◆ Aim of the exercise
In the listing below, the line containing "See the mailing-list" marks the end; copy exactly every line from the first through that one.

◆ Dataset records
Issue #607, opened 2023-11-29
predictive mixing segfault


Debraheem:
See the mailing-list thread: https://lists.mesastar.org/pipermail/mesa-users/2023-November/014916.html

An example (which crashes near timestep 19200, with a photo at timestep 19000 provided) can be downloaded here. 
[example_predictive_mixing_segfault.tar.gz](https://github.com/MESAHub/mesa/files/13505214/example_predictive_mixing_segfault.tar.gz)

where a 10Msun  r23.05.1 MESA model with the attached inlist segfaults at He core ignition (roughly when the convection appears in the core). 

The inlist controls adopted were:
    predictive_mix(1) = .true.
    predictive_zone_type(1) = 'burn_He'
    predictive_zone_loc(1) = 'shell'
    predictive_bdy_loc(1) = 'any'
    predictive_avoid_reversal(1) = 'he4'

                                      bad k for do1_mlt        3471        3470
../private/predictive_mix.f90, Line:  822, Message: non-zero op_err
ERROR STOP 1

Error termination. Backtrace:
#0  0x13af52147
...
It seems predictive mixing is the source of this issue, in which the subroutine is trying to access a zone which does not exist. where nz = 3470, the routine is trying to access zone 3471, interior to the center cell. 

This segfault can be avoided by turning predictive mixing off, or (hint?) setting 'make_gradr_sticky_in_solver_iters = .true.' Although, by reducing the mesh and time resolution of the model, I was also able to avoid this segfault.

I'm not familiar with nor do I use predictive mixing. Perhaps someone more familiar with it knows what is happening?

MESA version : r23.05.1, sdk version: mesasdk-aarch64-macos-23.7.2
computer: (arm) Macbook pro, M1 max, OS: Monterey 12.6

Debraheem:
The best solution to this is probably to just prevent users from using TDC with predictive mixing or present a warning to users.

PR #639, opened 2024-03-29
Prevent TDC with predictive mixing

Debraheem:
First stab at addressing gh-issue-[607](https://github.com/MESAHub/mesa/issues/607).

 I added an error that gets printed if predictive mixing is called while TDC is on. We could probably flag it earlier so you can't set both controls at the same time on start up? Open to any opinions here, should we disallow users from using these controls together, or just give them a big warning?

### DIFF
--- a/star/defaults/controls.defaults
+++ b/star/defaults/controls.defaults
@@ -2301,6 +2301,15 @@
       ! Note that TDC does not respect the ``alt_scale_height`` option, and continues to use ``h = P / rho g``
       ! even if that flag is set.
 
+      ! We caution that combining different mixing models in a stellar evolution
+      ! calculation might lead to physically inconsistent solutions,
+      ! because the different models have been developed separately,
+      ! and their underlying assumptions might not be compatible with each other.
+      ! Examples include combining the newly implemented time-dependent local limit
+      ! convection model ``TDC`` with an overshooting model, or combining ``TDC``
+      ! with other models for chemical composition gradients
+      ! (predictive mixing or convective premixing), rotation, etc. (MESA VI)
+      
       ! ::
 
     MLT_option = 'TDC'
@@ -2773,6 +2782,9 @@
 
       ! Set to .true. to enable this set of parameters
 
+      ! ``predictive_mix`` is incompattible with ``convective premixing``
+      ! and mlt_option = ``TDC``, due to conflicting assumptions.
+      
       ! ::
 
     predictive_mix(1) = .false.
--- a/star/defaults/controls.defaults
+++ b/star/defaults/controls.defaults
@@ -2781,9 +2781,6 @@
       ! ~~~~~~~~~~~~~~
 
       ! Set to .true. to enable this set of parameters
-
-      ! ``predictive_mix`` is incompattible with ``convective premixing``
-      ! and mlt_option = ``TDC``, due to conflicting assumptions.
       
       ! ::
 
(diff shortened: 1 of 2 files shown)


pmocz:
There is possibly a serious issue in [`do_predictive_mixing()`](https://github.com/MESAHub/mesa/blob/main/star/private/predictive_mix.f90#L209) in the stopping criterion for its [`search_loop`](https://github.com/MESAHub/mesa/blob/main/star/private/predictive_mix.f90#L363). 
Note that in this loop we are increasing `k_bot_mz = k_bot_mz + 1`  when `outward`=false, and the stopping criterion is in [line 491](https://github.com/MESAHub/mesa/blob/main/star/private/predictive_mix.f90#L491) when  `k_bot_mz == s%nz-1`.   But the search will fail if we start the search at `k_bot_mz =s%nz-1` because the value is incremented by 1 and then the stopping criterion cannot be hit. This is what is happening in the user issue.  What should the search_loop return in this case? set `k_bot_mz = s%nz-1` and exit the search loop?

Debraheem:
> What should the search_loop return in this case? set `k_bot_mz = s%nz-1` and exit the search loop?

that seems like it could work. Would it also make sense to change `k_bot_mz == s%nz-1)` on line 491 to `k_bot_mz >= s%nz-1)`?

pmocz:
> > What should the search_loop return in this case? set `k_bot_mz = s%nz-1` and exit the search loop?
> 
> That seems like it could work! Would it also make sense to change `k_bot_mz == s%nz-1` on line 491 to `k_bot_mz >= s%nz-1`?

It wouldn't quite fix it because [`eval_mixing_coefficients()`](https://github.com/MESAHub/mesa/blob/05b02d5b8af7f0028463591fb0091f4f4721fa01/star/private/predictive_mix.f90#L380C13-L380C31) operates on the index first, and goes out-of-bounds.

It seems to me that the intention of this function is to return a search result within [1, s%nz-1]. Would @evbauer know more about `do_predictive_mixing()`?

It seems to me there is also an issue at the other end of the search. If `k_top_mz` is initially 1 (and `outward`=true) then the `search_loop` in `do_predictive_mixing()` would decrease the index to 0 and not be able to exit at the stopping criterion in [line 490](https://github.com/MESAHub/mesa/blob/05b02d5b8af7f0028463591fb0091f4f4721fa01/star/private/predictive_mix.f90#L490C12-L490C47)

fxt44:
my recollection from mesa VI is TDC and predictive mixing should not be used together, although i can't seem to find the email thread on this at the moment.

rich townsend, as the primary author of predictive mixing, should weigh in on this issue as well the do loop limits.

pmocz:
Sounds like we should make TDC and predictive mixing a run mode that is not allowed, as @Debraheem has nicely done!

@rhdtownsend what are your thoughts on how to fix the out-of-bounds issue in the `search_loop` in `do_predictice_mixing()`?

wmwolf:
From a conceptual standpoint, is there a reason that predictive mixing and TDC are mutually exclusive? I use both in novae since the time steps are necessarily short during the ramp-up of the convective runaway, so convective pre-mixing introduces unnaturally fast mixing in boundary regions. Predictive mixing does not instantaneously mix material, but it helps prevent the convective shell from shattering into tons of tiny sub-shells.

I get that there is a numerical issue here, but if the two are not logically inconsistent with each other, I'd rather put up some guardrails rather than forbid the combination altogether. I agree; it would be good to get @rhdtownsend's opinion.

Debraheem:
Nice tweak @pmocz! @rhdtownsend can you give it a quick look over before we merge?

PR #642, opened 2024-04-05
Ignore `max_allowed_nz` if ≤ 0

warrickball:
As [suggested](https://github.com/MESAHub/mesa/issues/621#issuecomment-1959094641) in issue #621, this PR allows users to ignore `max_allowed_nz` by setting it zero or less, in effect allowing the mesh to grow arbitrarily large, and in keeping with many other controls that are ignored when negative. Consensus seems to be that this should *not* be the default, although we may want to increase it from the current default of 8000.

I'm not sure if we want to strictly compare to -1 or perhaps advise users to use that, which would leave us the option of using particular values of `max_allowed_nz` to control meshing behaviour. I think generally we'd want more description controls anyway (e.g. set a string, not a specific integer) but I thought I'd throw the idea out there before users start using all sorts of negative values in their inlists.

### DIFF
--- a/docs/source/changelog.rst
+++ b/docs/source/changelog.rst
@@ -18,6 +18,8 @@ Backwards-incompatible changes
 New Features
 ------------
 
+``max_allowed_nz`` is now ignored if the value is less than or equal to zero.
+
 
 .. _Bug Fixes main:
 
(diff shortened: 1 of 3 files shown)


mjoyceGR:
will check this today/tomorrow, sorry for the delay!

mjoyceGR:
added documentation of this `controls.defaults` but forgot [ci skip] initially. I just cancelled the test workflow manually and pushed another minor modification (with [ci skip]) sooo I'm going to assume this is fine now. Thanks @warrickball for introducing this feature

PR #644, opened 2024-05-13
Add lanl oplib type1 opacity tables, new abundances, new lowT tables

Debraheem:
This pr exists to introduce new aag21, and magg22 abundances into MESA, and associated lowT Fa05 opacities. It also introduces the four 1194 table OPLIB opacities tables computed for gs98, agss09, aag21, and mb22 mixtures. 

This pr still needs some further documentation and changelog before being merged. We have tested the independently in a separate branch, as they are not the MESA default, however it could be worth running one more test to confirm.


warrickball:
Not sure if you've already noticed but MESA [won't compile](https://testhub.mesastar.org/EbF%2Fadd_lanl_OPLIB_type1_opacity_tables/commits/c41ae3c). Error message for `cannon_conroy_intel` is the same I just got when trying to submit a test run:

```
************************************************

/n/holyscratch01/conroy_lab/ebauer/mesa-git-tests/tmp.MZeHhPO8sg/kap
installing mesa kap data.

create kap_data
tar xfJ kap_data.tar.xz
tar: This does not look like a tar archive
tar: Skipping to next header
tar: Exiting with failure status due to previous errors
```

Debraheem:
Yeah I guess the file was corrupted somehow. I know this might rub some the wrong way since the current opacity files are old, but I am just going to rebuild it completely this time with the current sdk version on my arm computer. I understand that the results will change, but they haven't been rebuilt since 2017, and me peacemealing the file to only add new data is what caused this issue in the first place.

fxt44:
> rebuild it completely this time

this will be fun on the test suite.

Debraheem:
testing is here: https://testhub.mesastar.org/EbF%2Fadd_lanl_OPLIB_type1_opacity_tables/commits/ad20f28

docs/source/kap/overview.rst
```diff
@@ -57,10 +57,27 @@ High temperature :math:`(T \gtrsim 10^4\,\rm K)`
...
+:math:`0.0\leq Z \leq 0.2`. The set of tables to be used are
 selected by the option :ref:`kap/defaults:kap_file_prefix`.
 
+A direct comparison between the Type 1 format of OPAL/OP tables and 
+the OPLIB tables are shown in the figure below
+taken from Figure 1 in Farag et al. 2024. Further comparisons
+between OP/OPAL/OPLIB can be found in Farag et al. 2024.
+
+
+.. figure:: type1_format.pdf
```
evbauer, line 73: Figures will display better inline as pngs rather than pdfs.

docs/source/kap/overview.rst
```diff
@@ -57,10 +57,27 @@ High temperature :math:`(T \gtrsim 10^4\,\rm K)`
...
+   :alt: EOS blends in solar-like compositions
```
evbauer, line 74: This label should refer to Opacity, not EOS, right?

evbauer:
This looks concerning: https://testhub.mesastar.org/EbF%2Fadd_lanl_OPLIB_type1_opacity_tables/commits/ad20f28/test_cases/star/rsp_Type_II_Cepheid

evbauer:
Why do we end up having different results after regenerating the old kap tables? Is it just because the kap preprocessor isn't bit-for-bit? I spent a while looking at differences between the data files between the last release and this branch for `a09` and `gs98` mixtures, and it looks mostly like few percent level differences possibly driven by different rounding and the fact that our old style kap tables only store 3 decimal places. So it's not obvious that there's anything terribly wrong with these newly generated tables, but it's uncomfortable that this drove some test suite failures.

Weirdly, I also noticed that the previous Type II data files sometimes contained duplicate and/or missing tables when compared to the ones Eb just generated. So maybe these newly generated ones are a strict improvement!

evbauer:
Thanks! I think this mostly addresses my concerns. Note that `radiative_levitation` and `rsp_save_and_load_file` are showing the usual inconsistency between SDK and ifort tests, so there's no regression on those. That leaves only `ppisn` and `rsp_Type_II_Cepheid`.

`ppisn` is a fairly difficult test that might just need more help converging?

The problem with `rsp_Type_II_Cepheid` is concerning in that we're legitimately getting different results on different platforms. This looks like it could be revealing a bit-for-bit problem with RSP that could have been lurking but never revealed until the opacity tweaks caused the model to do something slightly different?

evbauer:
Oh, sorry, RSP is known not to be bit-for-bit across platforms, even on just SDK builds. We already skip the restart and checksum checks for RSP test cases. Looking at a diff of output between successful and unsuccessful runs shows differences in the initial model before even taking the first step:

```
            P(days)         growth                                                                  P(days)         growth
  0       0.16449E+01     0.16484E+00                                                     0       0.16449E+01     0.16484E+00
  1       0.11483E+01     0.57032E-04                                               |     1       0.11483E+01     0.57056E-04
  2       0.83165E+00    -0.53670E+00                                                     2       0.83165E+00    -0.53670E+00
                                                     nz         200                                                                          nz         200
                                                  T(nz)    2.0004613628876873D+06   |                                                     T(nz)    2.0004613628791873D+06
                                          L_center/Lsun    1.3600000000000000D+02                                                 L_center/Lsun    1.3600000000000000D+02
                                          R_center/Rsun    7.2457680346835551D-01   |                                             R_center/Rsun    7.2457680347158349D-01
                                          M_center/Msun    5.4152292487481979D-01                                                 M_center/Msun    5.4152292487481979D-01
                                              L(1)/Lsun    1.3600000000000000D+02                                                     L(1)/Lsun    1.3600000000000000D+02
                                              R(1)/Rsun    9.5245487199735681D+00   |                                                 R(1)/Rsun    9.5245487200400945D+00
                                              M(1)/Msun    5.5000000000000004D-01                                                     M(1)/Msun    5.5000000000000004D-01
                                               v(1)/1d5    4.5000000000000000D+00   |                                                  v(1)/1d5    4.4999999999999991D+00
                                             tau_factor    1.5000000000000000D-03                                                    tau_factor    1.5000000000000000D-03
                                               tau_base    6.6666666666666663D-01                                                      tau_base    6.6666666666666663D-01

                                        set_initial_age    0.0000000000000000D+00                                               set_initial_age    0.0000000000000000D+00
                                                set_age    0.0000000000000000D+00                                                       set_age    0.0000000000000000D+00
```

It just happens to be the case that Cannon's version fails while the others succeed. While ideally we would fix this inconsistency someday, that might be beyond the scope of this particular PR. Perhaps we should loosen the tolerance of this test.

Debraheem:
On ppisn, it is just sensitive. I have some changes coming in the future that will make this test_suite more robust, but for now, just removing the meshing from the surface zones like I did in this commit should be enough, see https://github.com/MESAHub/mesa/commit/e30386f1452f55a16e0415517cb2592474d568b4.

evbauer:
Great. Let's go ahead and make that change to `ppisn` on this branch as well then. I think testing should be good to go at that point.

rsmolec:
RSP results may indeed by sensitive to opacities, however I would be surprised with 1-1.5% differences if the changes are just to some minor numerics and not real changes in opacity data. Of courses changes like using linear vs. spline interpolation may lead to significant differences and if it is the case 1-1.5% is ok.

It may also be important how tests are constructed and what is actually compared. Test cases like rsp_Cepheid do not compare linear periods. They also do not compare non-linear periods - we would need to run hundreds of models to get those. Instead, the model is initialised, computes 10 cycles, and the period (peak-to-peak) is compared then. So it is in fact most sensitive to the eigenfunction which we use to initialize nonlinear calculation, which is affected by opacity. For such cases I expect much larger sensitivity. I'm not sure whether any of the tests compares just the linear periods, the ones that are computed based on static model only and are stored in LINA_period_growth.data.

Debraheem:
The opacity data itself has changed when I regenerated it using the pre-processor. To what degree, I'm not fully aware but these difference manifest at the three decimal point level in the kap tables.

@evbauer are we sure we should loosen the tolerance? Is it better to just change the target period for the test case but keep the tolerance tight, so we can keep an eye on these test cases in the future?

warrickball:
Did someone say "bit-for-bit"? :grin: 

> While ideally we would fix this inconsistency someday, that might be beyond the scope of this particular PR.

It's long surprised me that RSP has been quite tolerant to the sort of bit-for-bit changes we've implemented elsewhere. The moment we have cause to wade in and a way of knowing if we're making progress, I'm happy to give the module a pass. I fully agree that this PR isn't the place for it but if we know we have a way of triggering different pass/fail on different platforms, it's an opportunity to fix any remaining issues.

evbauer:
> @evbauer are we sure we should loosen the tolerance? Is it better to just change the target period for the test case but keep the tolerance tight, so we can keep an eye on these test cases in the future?

I checked Cannon vs ScienceFurnace for the test [here](https://testhub.mesastar.org/EbF%2Fadd_lanl_OPLIB_type1_opacity_tables/commits/ad20f28/test_cases/star/rsp_Type_II_Cepheid), and the tested period differs by about 1% _for the same commit and same opacity data_ across those two different machines. So we either have to loosen the tolerance or fix all bit-for-bit issues in RSP.

Debraheem:
Wow, thanks for checking. I'm fine with keeping the loose tolerances and i think it this is ready for a merge now?

evbauer (approved):

rsmolec:
@evbauer can you run this model with RSP_do_check_omega = .false. in &controls. One should not do that, but I'm curious what will happen and wonder whether use of rand() may be a source of bit-for-bit issue. We use rand() to avoid some problems for restart of convection in model cells that were radiative. At one point Bill tried to get rid of that (RSP_do_check_omega = .false.) but it leads to some serious issues (it was a default in one of the releases, https://docs.mesastar.org/en/release-r24.03.1/known_bugs.html#rsp). Otherwise what kind of 'bad coding practices' may lead to bit-for-bit inconsistency?

warrickball:
> Otherwise what kind of 'bad coding practices' may lead to bit-for-bit inconsistency?

First, I'll point out that the bit-for-bit stuff is generally not "bad" coding practice in a typical sense. It just turns out that we have to coerce the compiler into always implementing the same thing for certain operations. One of these is `**X`, which we replace with `powX(...)` to make sure that the multiplications happen in the same order. I think we found that `Z**2` always seems to come out as `Z*Z` but higher powers start becoming unreliable and there are e.g. `**4` in `rsp_lina.f90`.

Another thing to catch is redefining constants that are already in the `const` module. This gets as goofy as replacing `/3d0` with `*one_third`, which seems ridiculous but has been what it takes to get bit-for-bit consistency. E.g. in `rsp_def.f90`, `P4=4.d0*PI` is defined but we could use `pi4` from `const`.

Rob Farmer wrote a linter (in `linters/mesa-linter.py`) that will report many potential issues. In `$MESA_DIR`, try `python linters/mesa-linter.py star/private/rsp_*.f90`.

Because I run the `ifort` build, I'm usually the one who's investigated these and I'm quite happy to have a pass through RSP if you're happy to review any pull request I make. The nuisance with bit-for-bit stuff is that we're never really sure which bits actually matter, so sometimes we change code for nothing. But at least we'll eliminate the *possibility* that it's an issue.

warrickball:
>  E.g. in `rsp_def.f90`, `P4=4.d0*PI` is defined but we could use `pi4` from `const`.

Also, in RSP's defence, I just glanced at the source to find an example of something else and found the same thing happening with `4d0*pi` being used instead of `pi4`, so it's not just RSP.

Debraheem:
> Because I run the ifort build, I'm usually the one who's investigated these and I'm quite happy to have a pass through RSP if you're happy to review any pull request I make. 

Awesome, thank you @warrickball, perhaps we can open a separate issue for discussing and solving the bit for bit inconsistency in RSP? I will merge this commit now.

evbauer:
> can you run this model with RSP_do_check_omega = .false. in &controls

@rsmolec it looks like `rsp_Type_II_Cepheid` already has `RSP_do_check_omega = .false.` in its current implementation.

I went ahead and generated a branch to test this some more, tightening the tolerance back up so that Cannon should report a failure again, but Cannon is offline for annual maintenance this week, so we might have to wait a while to reproduce the failure. https://testhub.mesastar.org/RSP_testing/commits

PR #179, opened 2018-01-26
Pass secure token under a different attribute

tom-parker:
I'm hoping we can get this out ASAP. The previous change meant that the secure token was still being passed under the `ft_session` attribute. Unfortunately, membership have a different endpoints for validation of secure and non secure tokens `membership/sessions/s/` vs `membership/sessions/`

The previous change meant we were hitting the non secure endpoint with secure tokens and it was failing due to the invalid token type. This had the knock on affect of producing bad data at both Spoor and Ammit. 

I will make the relevant changes to use `ft_session_s` when available so hopefully we can ween ourselves off `ft_session`

@missamynicholson @rowanbeentje @Financial-Times/origami-core

### DIFF
--- a/docs/event-parameters/page-view.md
+++ b/docs/event-parameters/page-view.md
@@ -316,7 +316,7 @@ oTracking.init({
 
 - Key: `user.ft_session`
 - Required: no **yes, if available**
-- Default: *FTSession_s cookie*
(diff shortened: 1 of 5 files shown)


rowanbeentje:
Eeek, sorry.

◆ Written solution
Issue #607, opened 2023-11-29
predictive mixing segfault


Debraheem:
See the mailing-list thread: https://lists.mesastar.org/pipermail/mesa-users/2023-November/014916.html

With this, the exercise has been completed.